Tax Policy Players
THE INSIDE PLAYERS
Taxes may be one of the few certainties in life, but here's another: Washington will spend much of President Barack Obama's first term in a fight over whose taxes to cut, whose to raise, and whose to leave alone. Already, a free-for-all is brewing over the business and individual tax cuts he has proposed as part of his stimulus package. That's just a start. By 2010, the Bush cuts on income and estate taxes, as well as capital gains and dividends, will all expire. In theory, that would send rates back up to levels of a decade ago, but everyone knows it won't happen. Instead, the Administration and its congressional allies will have to figure out how to raise enough revenues to keep the government going while rejiggering the tax burden in a way that does them the least political damage.
That will put the Beltway's budget and tax masters in the spotlight. Watch for Peter R. Orszag to play a key role from atop the Office of Management & Budget. An economic adviser to Bill Clinton and most recently head of the Congressional Budget Office, he's so efficient he exercises by running to work. He's expert on the fiscal woes of the health-care system, which he calls the most pressing budget issue. As for Social Security, he has said a fix is doable "only through politically painful choices: tax increases and benefit reductions."
If that sounds a bit like the sort of eat-your-peas advice Robert Rubin used to dole out to the Democrats, no small surprise. Orszag and Rubin co-founded the Hamilton Project, a think tank at the Brookings Institution from which key economic advisers are emerging. At the CBO, Orszag will be succeeded by Douglas W. Elmendorf, a former Federal Reserve and Clinton Treasury official who has been churning out policy papers as the most recent head of the Hamilton Project. Hamilton also was once run by Jason Furman, who's now working closely with Lawrence H. Summers—another Hamilton Project bigwig—on stimulus.
In the House, the titan in tax policy is Representative Charles B. Rangel (D-N.Y.), the affable chairman of the tax-writing House Ways & Means Committee. In late 2007, Rangel introduced a tax reform measure written largely by his lead tax staffer, John Buckley—the man who, one analyst says, "will ultimately write the bill to fund the government." In the measure, Rangel proposes dropping corporate rates from 35% to 30% in exchange for an end to loopholes and selective tax breaks. Obama has backed the idea, though never vigorously.

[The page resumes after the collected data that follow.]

PR #1012, opened 2017-10-11
app, ecs_client: Terminal error handling for registerContainerInstance api

sharanyad:
### Summary
All the Server and Client exception errors from Register Container Instance call are transient errors.
Making InvalidParameterException error to be non-transient i.e, Agent will not restart on InvalidParameter error.

### Implementation details
Check if the AWS error returned from register container instance API is of the type InvalidParameterException and return it as non-transient error. 

### Testing

Making invalid parameter exception error from register container instance API call non-transient

### Licensing


agent/app/agent.go
```diff
@@ -402,6 +404,10 @@ func (agent *ecsAgent) registerContainerInstance(
 			seelog.Critical("Instance registration attempt with an invalid attribute")
 			return err
 		}
+		awsErr, ok := err.(awserr.Error)
+		if ok && awsErr.Code() == ecs_service.ErrCodeInvalidParameterException {
+			return err
```
aaithal: Can you also add a log line here? Similar to the `"invalid attribute"` one above?

agent/app/agent.go
```diff
@@ -402,6 +404,10 @@ func (agent *ecsAgent) registerContainerInstance(
 			seelog.Critical("Instance registration attempt with an invalid attribute")
 			return err
 		}
+		awsErr, ok := err.(awserr.Error)
```
aaithal: This should be before `utils.AttributeError` comparison. Also, a minor nit here: `if awsErr, ok := ...` pattern leads to lesser locs.

agent/app/agent.go
```diff
@@ -47,6 +47,8 @@ import (
 	aws_credentials "github.com/aws/aws-sdk-go/aws/credentials"
 	"github.com/aws/aws-sdk-go/aws/defaults"
 	"github.com/cihub/seelog"
+	"github.com/aws/aws-sdk-go/aws/awserr"
```
vsiddharth: nit: move these above the 3p packages

agent/app/agent.go
sharanyad: done.

agent/app/agent.go
sharanyad: done

agent/app/agent.go
sharanyad: done

agent/app/agent.go
```diff
@@ -46,6 +46,8 @@ import (
 	"github.com/aws/aws-sdk-go/aws"
 	aws_credentials "github.com/aws/aws-sdk-go/aws/credentials"
 	"github.com/aws/aws-sdk-go/aws/defaults"
+	"github.com/aws/aws-sdk-go/aws/awserr"
+	ecs_service "github.com/aws/aws-sdk-go/service/ecs"
```
samuelkarp: Please use the private generated client that we have at `github.com/aws/amazon-ecs-agent/agent/ecs_client/model/ecs` instead.  I'd rather not vendor two copies of the client.  We *may* need to update the [generator](https://github.com/aws/amazon-ecs-agent/blob/v1.14.5/agent/gogenerate/awssdk.go) to generate these constants, but I would prefer that to vendoring an additional copy.

sharanyad:
Generated error types in `ecs_client`, instead of using aws-sdk-go client vendor package. Please have a look again. Thanks!

Issue #1010, opened 2017-10-09
Docker capability testing is broken with Docker >= 1.13.0


samuelkarp:
### Summary
Capability detection is broken because we're not able to detect supported Remote API versions properly since Docker 1.13.0.

### Description
See https://github.com/moby/moby/issues/35145

Docker stopped rejecting API requests with version numbers greater than the maximum version supported by the daemon. This happened in https://github.com/moby/moby/commit/e98e4a71110fd33852bb755a9b8b4ebc9df904db#diff-14051df1b5de1608aaba3a983f2a87e3 as part of https://github.com/moby/moby/pull/27745 and has affected every version of Docker since 1.13.0.

This change breaks the capability detection logic used by the Amazon ECS agent. The Amazon ECS agent is designed to work with all Docker versions >= 1.5.0, and we enable or disable features depending on the capabilities of the Docker version used. We use Remote API version as we expected this to be more stable than the daemon version; the daemon version has gone through a few changes since we started (roughly semver-like to year-month plus edition). We currently call the `/_ping` API with a range of different versions to discover which API versions are supported by the Docker daemon, but this change makes it so that every request with an API version >= 1.12 will result in success. This is causing incorrect behavior where features are being enabled with incompatible Docker versions; see https://github.com/aws/amazon-ecs-agent/issues/1008 .

In https://docs.docker.com/engine/api/version-history/#v125-api-changes , I see a note about a new header returned that specifies the maximum API version of the daemon. However, I do not see a note about the change in behavior to start accepting requests that have a specified version greater than the maximum.

**Steps to reproduce the issue:**
Run `curl --verbose --unix-socket /var/run/docker.sock http://localhost/v9999.9999/_ping`

On Docker versions prior to 1.13.0, you'll see an HTTP 400 with an error message "client is newer than server"
On Docker versions 1.13.0 or greater, you'll see an HTTP 200 OK.

aaithal:
To make the version detection logic in the Agent more generic, let's do this:

1. create an unversioned docker client
2. call `client.Version()`
3. if response contains `MinAPIVersion`, register the versions we care about between [`MinAPIVersion`,`ApiVersion`]
4. else use the versioned client + `client.Ping()` logic we have today

samuelkarp:
LGTM, except I'd just use a versioned client at the default (1.17 for Linux and 1.24 for Windows) in order to make the initial `/version` call.

sharanyad:
[...]

PR #1014, opened 2017-10-12
dockerclient: Agent supported Docker versions from client min,API Versions

sharanyad:
### Summary
Finds Agent supported Docker version clients from client version's min, API Versions returned

### Implementation details
dockerclient: Finding agent supported Docker versions by getting the default client version and if the min API version is present, add all the clients between min API version and API version supported, else follow current logic
utils: reuse the semantic version comparator to compare Docker API versions with only major and minor versions too

### Testing

New tests cover the changes: yes|no

Supported Docker version clients from default client's min supported API and API version returned

### Licensing

### DIFF
--- a/agent/engine/dockerclient/dockerclientfactory.go
+++ b/agent/engine/dockerclient/dockerclientfactory.go
@@ -14,13 +14,23 @@
 package dockerclient
 
 import (
-	"errors"
-
 	"github.com/aws/amazon-ecs-agent/agent/engine/dockeriface"
+	"github.com/aws/amazon-ecs-agent/agent/utils"
 	log "github.com/cihub/seelog"
 	docker "github.com/fsouza/go-dockerclient"
+	"github.com/pkg/errors"
 )
 
+const (
+	// minAPIVersionKey is the docker.Env key for min API version
+	// This is supported in Docker API versions >=1.25
+	// https://docs.docker.com/engine/api/version-history/#v125-api-changes
+	minAPIVersionKey = "MinAPIVersion"
+	// apiVersionKey is the docker.Env key for API version
+	apiVersionKey    = "ApiVersion"
+	// zeroPatch is a string to append patch number zero if the major minor version lacks it
+	zeroPatch = ".0"
+)
 // Factory provides a collection of docker remote clients that include a
 // recommended client version as well as a set of alternative supported
 // docker clients.
@@ -110,19 +120,71 @@ func (f *factory) getClient(version DockerVersion) (dockeriface.Client, error) {
 // findDockerVersions loops over all known API versions and finds which ones
 // are supported by the docker daemon on the host
 func findDockerVersions(endpoint string) map[DockerVersion]dockeriface.Client {
+	// if the client version returns a MinAPIVersion and APIVersion, then use it to return
+	// all the Docker clients between MinAPIVersion and APIVersion, else try pinging
+	// the clients in getKnownAPIVersions
+	var minAPIVersion, apiVersion string
+	// get a Docker client with the default supported version
+	client, err := newVersionedClient(endpoint, string(minDockerAPIVersion))
+	if err == nil {
+		clientVersion, err := client.Version()
+		if err == nil {
+			// check if the docker.Env obj has MinAPIVersion key
+			if clientVersion.Exists(minAPIVersionKey) {
+				minAPIVersion = clientVersion.Get(minAPIVersionKey)
+			}
+			// check if the docker.Env obj has APIVersion key
+			if clientVersion.Exists(apiVersionKey) {
+				apiVersion = clientVersion.Get(apiVersionKey)
+			}
+		}
+	}
+
 	clients := make(map[DockerVersion]dockeriface.Client)
 	for _, version := range getKnownAPIVersions() {
-		client, err := newVersionedClient(endpoint, string(version))
+		dockerClient, err := getDockerClientForVersion(endpoint, string(version), minAPIVersion, apiVersion)
 		if err != nil {
-			log.Infof("Error while creating client: %v", err)
+			log.Infof("Unable to get Docker client for version %s: %v", version, err)
 			continue
 		}
-
-		err = client.Ping()
-		if err != nil {
-			log.Infof("Failed to ping with Docker version %s: %v", version, err)
-		}
-		clients[version] = client
+		clients[version] = dockerClient
 	}
 	return clients
+}
+
+func getDockerClientForVersion(
+	endpoint string,
+	version string,
+	minAPIVersion string,
+	apiVersion string) (dockeriface.Client, error) {
+	if (minAPIVersion != "" && apiVersion != "") {
+		// Adding patch number zero to Docker versions to reuse the existing semver
+		// comparator
+		// TODO: remove this logic later when non-semver comparator is implemented
+		versionWithPatch := version + zeroPatch
+		lessThanMinCheck := "<" + minAPIVersion + zeroPatch
+		moreThanMaxCheck := ">" + apiVersion + zeroPatch
+		minVersionCheck, err := utils.Version(versionWithPatch).Matches(lessThanMinCheck)
+		if err != nil {
+			return nil, errors.Wrapf(err, "version detection using MinAPIVersion: unable to get min version: %s", minAPIVersion)
+		}
+		maxVersionCheck, err := utils.Version(versionWithPatch).Matches(moreThanMaxCheck)
+		if err != nil {
+			return nil, errors.Wrapf(err, "version detection using MinAPIVersion: unable to get max version: %s", apiVersion)
+		}
+		// do not add the version when it is less than min api version or greater
+		// than api version
+		if minVersionCheck || maxVersionCheck {
+			return nil, errors.Errorf("version detection using MinAPIVersion: unsupported version: %s", version)
+		}
+	}
+	client, err := newVersionedClient(endpoint, string(version))
+	if err != nil {
+		return nil, errors.Wrapf(err, "version detection check: unable to create Docker client for version: %s", version)
+	}
+	err = client.Ping()
+	if err != nil {
+		return nil, errors.Wrapf(err, "version detection check: failed to ping with Docker version: %s", string(version))
+	}
+	return client, nil
 }
--- a/CHANGELOG.md
+++ b/CHANGELOG.md
@@ -2,12 +2,14 @@
 
 ## UNRELEASED
 * Feature - Support for provisioning Tasks with ENIs
+* Bug - Fixed a bug where unsupported Docker API client versions could be registered
+[#1014](https://github.com/aws/amazon-ecs-agent/pull/1014)
 
 ## 1.14.5
 * Enhancement - Retry failed container image pull operations [#975](https://github.com/aws/amazon-ecs-agent/pull/975)
 * Enhancement - Set read and write timeouts for websocket connectons [#993](https://github.com/aws/amazon-ecs-agent/pull/993)
 * Enhancement - Add support for the SumoLogic Docker log driver plugin
-  [#992](https://github.com/aws/amazon-ecs-agent/pull/992) 
+  [#992](https://github.com/aws/amazon-ecs-agent/pull/992)
 * Bug - Fixed a memory leak issue when submitting the task state change [#967](https://github.com/aws/amazon-ecs-agent/pull/967)
 * Bug - Fixed a race condition where a container can be created twice when agent restarts. [#939](https://github.com/aws/amazon-ecs-agent/pull/939)
 * Bug - Fixed an issue where `microsoft/windowsservercore:latest` was not
--- a/agent/engine/dockerclient/dockerclientfactory_test.go
+++ b/agent/engine/dockerclient/dockerclientfactory_test.go
@@ -21,6 +21,7 @@ import (
 	"github.com/aws/amazon-ecs-agent/agent/engine/dockeriface/mocks"
 	"github.com/golang/mock/gomock"
 	"github.com/stretchr/testify/assert"
+	docker "github.com/fsouza/go-dockerclient"
 )
 
 const expectedEndpoint = "expectedEndpoint"
@@ -35,7 +36,8 @@ func TestGetDefaultClientSuccess(t *testing.T) {
 		if version == string(getDefaultVersion()) {
 			mockClient = expectedClient
 		}
-		mockClient.EXPECT().Ping()
+		mockClient.EXPECT().Version().Return(&docker.Env{}, nil).AnyTimes()
+		mockClient.EXPECT().Ping().AnyTimes()
 
 		return mockClient, nil
 	}
@@ -59,7 +61,8 @@ func TestFindSupportedAPIVersions(t *testing.T) {
 	// Ensure that agent pings all known versions of Docker API
 	for i := 0; i < len(allVersions); i++ {
 		mockClients[string(allVersions[i])] = mock_dockeriface.NewMockClient(ctrl)
-		mockClients[string(allVersions[i])].EXPECT().Ping()
+		mockClients[string(allVersions[i])].EXPECT().Version().Return(&docker.Env{}, nil).AnyTimes()
+		mockClients[string(allVersions[i])].EXPECT().Ping().AnyTimes()
 	}
 
 	// Define the function for the mock client
@@ -91,4 +94,59 @@ func TestVerifyAgentVersions(t *testing.T) {
 	for _, agentVersion := range getAgentVersions() {
 		assert.True(t, isKnown(agentVersion))
 	}
+}
+
+func TestFindSupportedAPIVersionsFromMinAPIVersions(t *testing.T) {
+	ctrl := gomock.NewController(t)
+	defer ctrl.Finish()
+
+	agentVersions := getAgentVersions()
+	allVersions := getKnownAPIVersions()
+
+	// Set up the mocks and expectations
+	mockClients := make(map[string]*mock_dockeriface.MockClient)
+
+	// Ensure that agent pings all known versions of Docker API
+	for i := 0; i < len(allVersions); i++ {
+		mockClients[string(allVersions[i])] = mock_dockeriface.NewMockClient(ctrl)
+		mockClients[string(allVersions[i])].EXPECT().Version().Return(&docker.Env{"MinAPIVersion=1.12","ApiVersion=1.27"}, nil).AnyTimes()
+		mockClients[string(allVersions[i])].EXPECT().Ping().AnyTimes()
+	}
+
+	// Define the function for the mock client
+	// For simplicity, we will pretend all versions of docker are available
+	newVersionedClient = func(endpoint, version string) (dockeriface.Client, error) {
+		return mockClients[version], nil
+	}
+
+	factory := NewFactory(expectedEndpoint)
+	actualVersions := factory.FindSupportedAPIVersions()
+
+	assert.Equal(t, len(agentVersions), len(actualVersions))
+	for i := 0; i < len(actualVersions); i++ {
+		assert.Equal(t, agentVersions[i], actualVersions[i])
+	}
+}
+
+func TestCompareDockerVersionsWithMinAPIVersion(t *testing.T) {
+	ctrl := gomock.NewController(t)
+	defer ctrl.Finish()
+	minAPIVersion := "1.12"
+	apiVersion := "1.27"
+	versions := []string{"1.11", "1.29"}
+	rightVersion := "1.25"
+
+	for _, version := range versions {
+		_, err := getDockerClientForVersion("endpoint", version, minAPIVersion, apiVersion)
+		assert.EqualError(t, err, "version detection using MinAPIVersion: unsupported version: " + version)
+	}
+
+	mockClients := make(map[string]*mock_dockeriface.MockClient)
+	newVersionedClient = func(endpoint, version string) (dockeriface.Client, error) {
+		mockClients[version] = mock_dockeriface.NewMockClient(ctrl)
+		mockClients[version].EXPECT().Ping()
+		return mockClients[version], nil
+	}
+	client, _ := getDockerClientForVersion("endpoint", rightVersion, minAPIVersion, apiVersion)
+	assert.Equal(t, mockClients[rightVersion], client)
 }
--- a/agent/engine/dockerclient/dockerclientfactory_unix_test.go
+++ b/agent/engine/dockerclient/dockerclientfactory_unix_test.go
@@ -21,6 +21,7 @@ import (
 	"github.com/aws/amazon-ecs-agent/agent/engine/dockeriface/mocks"
 	"github.com/golang/mock/gomock"
 	"github.com/stretchr/testify/assert"
+	docker "github.com/fsouza/go-dockerclient"
 )
 
 func TestGetClientCached(t *testing.T) {
@@ -29,7 +30,8 @@ func TestGetClientCached(t *testing.T) {
 
 	newVersionedClient = func(endpoint, version string) (dockeriface.Client, error) {
 		mockClient := mock_dockeriface.NewMockClient(ctrl)
-		mockClient.EXPECT().Ping()
+		mockClient.EXPECT().Version().Return(&docker.Env{}, nil).AnyTimes()
+		mockClient.EXPECT().Ping().AnyTimes()
 		return mockClient, nil
 	}
 
--- a/agent/engine/dockerclient/dockerclientfactory_windows_test.go
+++ b/agent/engine/dockerclient/dockerclientfactory_windows_test.go
@@ -21,6 +21,7 @@ import (
 	"github.com/aws/amazon-ecs-agent/agent/engine/dockeriface/mocks"
 	"github.com/golang/mock/gomock"
 	"github.com/stretchr/testify/assert"
+	docker "github.com/fsouza/go-dockerclient"
 )
 
 func TestGetClientMinimumVersion(t *testing.T) {
@@ -31,10 +32,11 @@ func TestGetClientMinimumVersion(t *testing.T) {
 
 	newVersionedClient = func(endpoint, version string) (dockeriface.Client, error) {
 		mockClient := mock_dockeriface.NewMockClient(ctrl)
-		if version == string(MinDockerAPIWindows) {
+		if version == string(minDockerAPIVersion) {
 			mockClient = expectedClient
 		}
-		mockClient.EXPECT().Ping()
+		mockClient.EXPECT().Version().Return(&docker.Env{}, nil).AnyTimes()
+		mockClient.EXPECT().Ping().AnyTimes()
 		return mockClient, nil
 	}
 
--- a/agent/engine/dockerclient/versionsupport_unix.go
+++ b/agent/engine/dockerclient/versionsupport_unix.go
@@ -18,6 +18,10 @@ import (
 	"github.com/aws/amazon-ecs-agent/agent/engine/dockeriface"
 )
 
+const (
+	// minDockerAPIVersion is the min Docker API version supported by agent
+	minDockerAPIVersion = Version_1_17
+)
 // GetClient on linux will simply return the cached client from the map
 func (f *factory) GetClient(version DockerVersion) (dockeriface.Client, error) {
 	return f.getClient(version)
--- a/agent/engine/dockerclient/versionsupport_windows.go
+++ b/agent/engine/dockerclient/versionsupport_windows.go
@@ -18,14 +18,14 @@ import (
 	"github.com/aws/amazon-ecs-agent/agent/engine/dockeriface"
 )
 
-const MinDockerAPIWindows = Version_1_24
+const minDockerAPIVersion = Version_1_24
 
 // GetClient will replace some versions of Docker on Windows. We need this because
 // agent assumes that it can always call older versions of the docker API.
 func (f *factory) GetClient(version DockerVersion) (dockeriface.Client, error) {
 	for _, v := range getWindowsReplaceableVersions() {
 		if v == version {
-			version = MinDockerAPIWindows
+			version = minDockerAPIVersion
 			break
 		}
 	}
@@ -48,10 +48,10 @@ func getWindowsReplaceableVersions() []DockerVersion {
 
 // getAgentVersions for Windows should return all of the replaceable versions plus additional versions
 func getAgentVersions() []DockerVersion {
-	return append(getWindowsReplaceableVersions(), MinDockerAPIWindows)
+	return append(getWindowsReplaceableVersions(), minDockerAPIVersion)
 }
 
 // getDefaultVersion returns agent's default version of the Docker API
 func getDefaultVersion() DockerVersion {
-	return MinDockerAPIWindows
+	return minDockerAPIVersion
 }


sharanyad:
This addresses https://github.com/aws/amazon-ecs-agent/issues/1010 required for https://github.com/aws/amazon-ecs-agent/pull/996

aaithal:
@sharanyad can you please fix the unit test failure?

agent/engine/dockerclient/dockerclientfactory.go
```diff
@@ -121,8 +135,54 @@ func findDockerVersions(endpoint string) map[DockerVersion]dockeriface.Client {
...
 		if err != nil {
 			log.Infof("Failed to ping with Docker version %s: %v", version, err)
+			continue
 		}
 		clients[version] = client
 	}
 	return clients
 }
+
+func findDockerVersionsfromMinMaxVersions(endpoint string) (map[DockerVersion]dockeriface.Client, bool) {
```
aaithal: You're using the second parameter type (`bool`) to indicate the success/failure of this method, which means that returning an `error` instead is the better way to do that.

agent/engine/dockerclient/dockerclientfactory.go
```diff
@@ -121,8 +135,54 @@ func findDockerVersions(endpoint string) map[DockerVersion]dockeriface.Client {
...
+	clients := make(map[DockerVersion]dockeriface.Client)
```
vsiddharth: This line can be moved down below

agent/utils/compare_versions.go
```diff
@@ -93,6 +96,9 @@ func (lhs Version) Matches(selector string) (bool, error) {
 
 func parseSemver(version string) (semver, error) {
 	var result semver
+	if ok := checkForNoPatch(version); ok {
```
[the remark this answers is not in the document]
sharanyad: done

agent/engine/dockerclient/dockerclientfactory.go
sharanyad: done

agent/engine/dockerclient/dockerclientfactory.go
sharanyad: I am not sure if it can be called a failure if min api version key is not found, nevertheless changed the return type to `error`

agent/engine/dockerclient/dockerclientfactory.go
```diff
@@ -121,8 +135,54 @@ func findDockerVersions(endpoint string) map[DockerVersion]dockeriface.Client {
...
+	if err != nil {
+		log.Infof("Error while getting client version: %v", err)
+		return nil, false
+	}
+
+	// check if the docker.Env obj has MinAPIVersion key
+	if clientVersion.Exists(minAPIVersionKey) {
+		minAPIVersion := clientVersion.Get(minAPIVersionKey)
+		apiVersion := clientVersion.Get(apiVersionKey)
+		for _, version := range getKnownAPIVersions() {
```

In the Senate, Chairman Max Baucus (D-Mont.) will be a key player, though bigger Democratic majorities may not blunt the influence of Senator Charles Grassley (R-Iowa), the ranking Republican on the Senate Finance Committee. His Tweedledee-Tweedledum working relationship with Baucus borders on power-sharing. Book a meeting with either senator's staff, and you're likely to meet both. Grassley's tax guru, Mark Prater, a laid-back CPA known for his Halloween parties, and Russ Sullivan, his Democratic counterpart, also often consult.
THE OUTSIDE PLAYERS
Where do Apple (AAPL), Ford (F), GE (GE), Kraft (KFT), and the Motion Picture Assn. go when they want help on a taxing matter? Capitol Tax Partners, a firm co-founded by Jon Talisman, whose résumé includes stints as Summers' tax policy adviser and at the Senate Finance Committee. Other key advocates include Nick P. Giordano of lobbyists Washington Council Ernst & Young, and Akin Gump Strauss Hauer & Feld's Donald C. Alexander, a longtime tax lawyer who was IRS commissioner during the 1970s.